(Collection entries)
++++++
PR #274, opened 2017-02-16
Optimize dependencies

MIOB:
Right now building module which add react-datetime as dependency and do not add moment to dependencies cause errors like

	ERROR in ./~/moment/moment.js
	Module build failed: Error: ENOENT: no such file or directory, open 'C:\projects\internal\webrtc-demo\node_modules\moment\moment.js'
		at Error (native)
	 @ ./~/react-datetime/DateTime.js 4:10-27`

Moving moment from devDependencies to dependencies should fix this issue.
Also move react and react-dom to dependencies  because it is modules required for production.

### DIFF
--- a/package.json
+++ b/package.json
@@ -63,11 +63,8 @@
     "jest-cli": "^18.1.0",
     "jsdom": "^7.0.2",
     "mocha": "^3.2.0",
-    "moment": ">=2.16.0",
     "pre-commit": "^1.1.3",
-    "react": ">=0.13",
     "react-addons-test-utils": ">=0.13",
-    "react-dom": ">=0.13",
     "react-test-renderer": "^15.4.2",
     "through2": "^2.0.3",
     "typescript": "^2.0.10",
@@ -76,6 +73,9 @@
     "webpack-stream": "^3.2.0"
   },
   "dependencies": {
+    "moment": ">=2.16.0",
+    "react": ">=0.13",
+    "react-dom": ">=0.13",
     "object-assign": "^3.0.0",
     "react-onclickoutside": "^4.1.0"
   },


simeg:
Hi @MIOB and thanks for your contribution. It's weird that the dependencies don't get installed since they are declared as `peerDependencies`, and according to the [official node blog](https://nodejs.org/en/blog/npm/peer-dependencies/) peer dependencies should come with `react-datetime` when it is installed. 

Have you declared `react-datetime` as a dependency and then ran `npm install`? What version of `npm` are you running? (`npm --version`)

MIOB:
I have `4.2.0` npm version.
Executing `npm install --save react-datetime` cause following output:

	>npm install --save react-datetime
	webrtc@0.1.0 
	+-- UNMET PEER DEPENDENCY moment@>=2.16.0
	`-- react-datetime@2.8.6
	  +-- object-assign@3.0.0
	  `-- react-onclickoutside@4.9.0

	npm WARN optional SKIPPING OPTIONAL DEPENDENCY: fsevents@^1.0.0 (node_modules\chokidar\node_modules\fsevents):
	npm WARN notsup SKIPPING OPTIONAL DEPENDENCY: Unsupported platform for fsevents@1.0.17: wanted {"os":"darwin","arch":"any"} (current: {"os":"win32","arch":"x64"})
	npm WARN react-datetime@2.8.6 requires a peer of moment@>=2.16.0 but none was installed.

It seems that npm3 [no longer automatically download peerDependencies](http://blog.npmjs.org/post/110924823920/npm-weekly-5):

> We will also be changing the behavior of peerDependencies in npm@3. We won’t be automatically downloading the peer dependency anymore. Instead, we’ll warn you if the peer dependency isn’t already installed. This requires you to resolve peerDependency conflicts yourself, manually, but in the long run this should make it less likely that you’ll end up in a tricky spot with your packages’ dependencies

arqex:
Sorry, but peer dependencies are not meant to be downloaded by react-datetime. If somehow you ended up with 2 different react/moment versions installed at the same time you till be facing a lot of problems in your project.

Please add react, react-dom and moment to your project's dependencies.

PR #298, opened 2017-03-30
Fixed milliseconds onChange event

artemdemo:
Fixed strict comparison variables of different types.

### Description
There was bug related to milliseconds editing - strict comparison values of different types `Number === String` that always returns `false`.

### Motivation and Context
Without this bug-fix you simply can not use milliseconds.

### Checklist

- [ ] I have added tests covering my changes
- [x] All new and existing tests pass
- [ ] My changes required the documentation to be updated
- [ ] I have updated the documentation accordingly
- [ ] I have updated the TypeScript 1.8 type definitions accordingly
- [ ] I have updated the TypeScript 2.0+ type definitions accordingly

There is no need in additional changes (documentation, TypeScript definitions or something else) since it's only a bug-fix

### DIFF
--- a/src/TimeView.js
+++ b/src/TimeView.js
@@ -143,7 +143,7 @@ var DateTimePickerTime = onClickOutside( React.createClass({
 
 	updateMilli: function( e ) {
 		var milli = parseInt( e.target.value, 10 );
-		if ( milli === e.target.value && milli >= 0 && milli < 1000 ) {
+		if ( milli === milli && milli >= 0 && milli < 1000 ) {
 			this.props.setTime( 'milliseconds', milli );
 			this.setState( { milliseconds: milli } );
 		}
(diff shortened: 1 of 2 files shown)


src/TimeView.js
```diff
@@ -143,7 +143,7 @@ var DateTimePickerTime = onClickOutside( React.createClass({
 
 	updateMilli: function( e ) {
 		var milli = parseInt( e.target.value, 10 );
-		if ( milli === e.target.value && milli >= 0 && milli < 1000 ) {
+		if ( milli === milli && milli >= 0 && milli < 1000 ) {
```
simeg: `milli === milli` will always be evaluated to `true`. Not sure what this change would improve.

simeg:
Closing due to inactivity, let me know if you want it re-opened.

PR #306, opened 2017-04-10
Disable context menu in timepicker's up & down arrow

Agontuk:
Right now, right clicking on up or down arrow starts the counter while also showing the default context menu for browsers. This commit disables the context menu & makes the right click behavior identical to left click.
++++++
Nothing but a number should be given: the count of lines in the data above with the word "accordingly".

3